Exercise description: In the records that follow, find each line with "packages" and pull it out.

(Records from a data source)
# # # #

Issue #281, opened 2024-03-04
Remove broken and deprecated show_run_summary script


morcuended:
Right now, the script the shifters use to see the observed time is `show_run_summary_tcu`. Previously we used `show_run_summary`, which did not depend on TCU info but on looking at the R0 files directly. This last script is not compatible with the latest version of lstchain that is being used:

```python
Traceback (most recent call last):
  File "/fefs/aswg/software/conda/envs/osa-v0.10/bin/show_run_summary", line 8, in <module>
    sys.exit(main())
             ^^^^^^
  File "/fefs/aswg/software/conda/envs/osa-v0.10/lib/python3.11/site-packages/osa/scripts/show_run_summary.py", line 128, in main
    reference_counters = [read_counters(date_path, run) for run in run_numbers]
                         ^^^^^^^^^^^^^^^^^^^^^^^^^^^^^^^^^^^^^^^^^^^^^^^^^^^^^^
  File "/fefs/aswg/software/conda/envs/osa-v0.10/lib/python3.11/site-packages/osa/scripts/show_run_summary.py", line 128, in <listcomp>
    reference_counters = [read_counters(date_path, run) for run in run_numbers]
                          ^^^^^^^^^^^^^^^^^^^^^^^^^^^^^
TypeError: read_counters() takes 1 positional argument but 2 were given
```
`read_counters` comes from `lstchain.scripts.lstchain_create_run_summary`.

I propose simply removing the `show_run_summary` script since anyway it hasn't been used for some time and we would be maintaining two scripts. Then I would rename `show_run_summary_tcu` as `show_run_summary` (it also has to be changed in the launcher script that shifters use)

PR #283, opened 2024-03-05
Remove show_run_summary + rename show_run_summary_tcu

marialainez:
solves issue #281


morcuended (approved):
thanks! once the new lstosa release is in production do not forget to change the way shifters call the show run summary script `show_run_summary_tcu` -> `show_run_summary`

# # # #

Answer box:
  File "/fefs/aswg/software/conda/envs/osa-v0.10/lib/python3.11/site-packages/osa/scripts/show_run_summary.py", line 128, in main
  File "/fefs/aswg/software/conda/envs/osa-v0.10/lib/python3.11/site-packages/osa/scripts/show_run_summary.py", line 128, in <listcomp>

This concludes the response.